Data extracts ::
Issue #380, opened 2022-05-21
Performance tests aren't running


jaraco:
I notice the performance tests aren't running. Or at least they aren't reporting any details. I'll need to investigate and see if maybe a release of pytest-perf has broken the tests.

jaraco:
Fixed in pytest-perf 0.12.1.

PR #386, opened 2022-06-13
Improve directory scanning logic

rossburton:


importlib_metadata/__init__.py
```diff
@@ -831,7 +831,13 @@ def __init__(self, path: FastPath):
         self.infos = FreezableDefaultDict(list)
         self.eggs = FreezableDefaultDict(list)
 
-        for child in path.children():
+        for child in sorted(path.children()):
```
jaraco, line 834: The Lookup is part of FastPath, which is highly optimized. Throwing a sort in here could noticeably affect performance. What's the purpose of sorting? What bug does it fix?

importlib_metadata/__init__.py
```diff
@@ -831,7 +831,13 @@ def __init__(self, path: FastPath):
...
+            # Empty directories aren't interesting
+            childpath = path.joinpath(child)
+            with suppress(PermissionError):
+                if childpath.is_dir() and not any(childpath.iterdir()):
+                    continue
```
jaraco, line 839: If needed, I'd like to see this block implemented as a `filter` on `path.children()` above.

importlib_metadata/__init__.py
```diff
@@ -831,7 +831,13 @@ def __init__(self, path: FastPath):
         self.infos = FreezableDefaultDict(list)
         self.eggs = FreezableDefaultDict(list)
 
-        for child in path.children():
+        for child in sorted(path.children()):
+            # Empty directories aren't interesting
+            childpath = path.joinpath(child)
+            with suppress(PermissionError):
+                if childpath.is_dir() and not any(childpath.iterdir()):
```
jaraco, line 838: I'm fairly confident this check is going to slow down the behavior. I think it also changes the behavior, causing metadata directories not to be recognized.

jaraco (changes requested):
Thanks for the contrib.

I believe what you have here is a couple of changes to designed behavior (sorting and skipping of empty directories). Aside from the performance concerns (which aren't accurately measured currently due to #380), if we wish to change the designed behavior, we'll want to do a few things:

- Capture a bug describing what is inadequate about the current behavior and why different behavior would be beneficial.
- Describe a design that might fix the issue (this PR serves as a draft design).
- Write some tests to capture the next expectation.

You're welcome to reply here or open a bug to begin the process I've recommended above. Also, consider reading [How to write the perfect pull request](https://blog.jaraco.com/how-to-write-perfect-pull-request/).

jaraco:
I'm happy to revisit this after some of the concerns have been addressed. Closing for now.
--
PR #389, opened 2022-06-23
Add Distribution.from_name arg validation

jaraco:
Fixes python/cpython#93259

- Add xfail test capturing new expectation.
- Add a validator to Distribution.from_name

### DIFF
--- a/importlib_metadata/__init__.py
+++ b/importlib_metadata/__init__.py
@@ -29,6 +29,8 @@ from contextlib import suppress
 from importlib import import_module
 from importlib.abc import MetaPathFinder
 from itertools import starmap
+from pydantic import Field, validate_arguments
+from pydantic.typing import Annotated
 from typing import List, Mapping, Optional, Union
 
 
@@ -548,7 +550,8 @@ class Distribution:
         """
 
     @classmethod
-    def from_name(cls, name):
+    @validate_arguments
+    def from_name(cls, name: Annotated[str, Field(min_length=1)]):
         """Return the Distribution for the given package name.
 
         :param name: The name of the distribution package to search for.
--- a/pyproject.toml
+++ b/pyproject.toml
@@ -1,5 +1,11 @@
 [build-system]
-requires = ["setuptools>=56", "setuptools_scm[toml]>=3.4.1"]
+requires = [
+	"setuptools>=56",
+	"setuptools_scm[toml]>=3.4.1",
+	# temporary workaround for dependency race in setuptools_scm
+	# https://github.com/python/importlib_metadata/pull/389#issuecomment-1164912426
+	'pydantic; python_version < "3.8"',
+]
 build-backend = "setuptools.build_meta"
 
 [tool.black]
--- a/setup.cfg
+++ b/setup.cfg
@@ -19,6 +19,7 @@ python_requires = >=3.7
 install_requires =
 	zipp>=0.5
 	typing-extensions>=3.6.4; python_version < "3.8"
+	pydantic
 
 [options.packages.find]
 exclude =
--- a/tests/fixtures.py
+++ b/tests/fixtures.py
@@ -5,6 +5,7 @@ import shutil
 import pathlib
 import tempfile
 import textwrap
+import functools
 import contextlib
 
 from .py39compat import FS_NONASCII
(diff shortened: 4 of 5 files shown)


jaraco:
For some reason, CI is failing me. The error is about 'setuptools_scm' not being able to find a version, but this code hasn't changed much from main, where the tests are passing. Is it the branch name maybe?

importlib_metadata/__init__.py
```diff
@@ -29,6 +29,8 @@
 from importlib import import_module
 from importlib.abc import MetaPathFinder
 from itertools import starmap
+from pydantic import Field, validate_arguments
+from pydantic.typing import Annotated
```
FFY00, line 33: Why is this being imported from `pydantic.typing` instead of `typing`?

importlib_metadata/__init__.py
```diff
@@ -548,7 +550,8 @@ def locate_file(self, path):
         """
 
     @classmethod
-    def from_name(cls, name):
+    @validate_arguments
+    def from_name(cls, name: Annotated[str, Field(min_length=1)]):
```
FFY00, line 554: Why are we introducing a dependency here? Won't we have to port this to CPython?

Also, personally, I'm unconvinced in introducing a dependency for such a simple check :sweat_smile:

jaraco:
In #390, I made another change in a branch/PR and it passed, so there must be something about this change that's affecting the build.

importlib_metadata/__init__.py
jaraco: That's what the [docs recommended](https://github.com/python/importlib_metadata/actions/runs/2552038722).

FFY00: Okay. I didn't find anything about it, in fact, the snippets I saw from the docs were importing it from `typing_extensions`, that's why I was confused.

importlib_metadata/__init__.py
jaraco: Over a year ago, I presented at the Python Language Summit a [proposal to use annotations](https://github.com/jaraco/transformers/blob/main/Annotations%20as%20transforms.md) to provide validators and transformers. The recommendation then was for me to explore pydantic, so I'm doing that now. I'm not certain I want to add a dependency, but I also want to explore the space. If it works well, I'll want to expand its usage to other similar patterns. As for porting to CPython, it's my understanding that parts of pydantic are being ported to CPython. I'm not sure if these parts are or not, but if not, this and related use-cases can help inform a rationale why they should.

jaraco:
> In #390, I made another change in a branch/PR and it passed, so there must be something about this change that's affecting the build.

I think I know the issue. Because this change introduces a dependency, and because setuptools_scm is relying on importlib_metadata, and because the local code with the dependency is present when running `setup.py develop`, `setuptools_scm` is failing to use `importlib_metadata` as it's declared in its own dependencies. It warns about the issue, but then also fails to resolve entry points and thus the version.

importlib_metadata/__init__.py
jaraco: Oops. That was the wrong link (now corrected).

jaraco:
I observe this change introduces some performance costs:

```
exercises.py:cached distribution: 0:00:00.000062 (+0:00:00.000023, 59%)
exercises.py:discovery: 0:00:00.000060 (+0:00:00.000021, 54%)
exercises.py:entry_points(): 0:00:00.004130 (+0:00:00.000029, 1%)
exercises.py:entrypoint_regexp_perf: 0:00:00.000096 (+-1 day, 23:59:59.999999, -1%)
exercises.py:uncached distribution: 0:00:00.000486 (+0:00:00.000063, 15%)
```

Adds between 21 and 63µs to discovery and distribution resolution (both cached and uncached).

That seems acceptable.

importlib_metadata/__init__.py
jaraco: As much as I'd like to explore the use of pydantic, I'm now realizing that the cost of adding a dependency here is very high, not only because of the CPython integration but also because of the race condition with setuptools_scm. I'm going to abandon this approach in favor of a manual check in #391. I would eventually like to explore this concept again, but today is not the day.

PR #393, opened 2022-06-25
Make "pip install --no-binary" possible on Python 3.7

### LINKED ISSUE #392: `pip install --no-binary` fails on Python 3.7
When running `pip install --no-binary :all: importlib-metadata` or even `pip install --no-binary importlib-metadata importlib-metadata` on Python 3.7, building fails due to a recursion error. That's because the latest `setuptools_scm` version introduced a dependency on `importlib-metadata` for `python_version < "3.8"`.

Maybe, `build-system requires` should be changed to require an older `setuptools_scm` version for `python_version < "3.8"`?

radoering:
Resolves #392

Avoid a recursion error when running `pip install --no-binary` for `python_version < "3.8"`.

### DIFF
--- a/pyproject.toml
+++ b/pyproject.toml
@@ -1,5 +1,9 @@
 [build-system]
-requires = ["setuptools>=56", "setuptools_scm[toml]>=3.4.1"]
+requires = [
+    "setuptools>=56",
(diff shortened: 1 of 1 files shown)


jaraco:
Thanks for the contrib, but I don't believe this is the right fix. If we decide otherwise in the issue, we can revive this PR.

What is required :: Would you copy each line of the records that contains "fixtures"?

Exercise answer ::
--- a/tests/fixtures.py
+++ b/tests/fixtures.py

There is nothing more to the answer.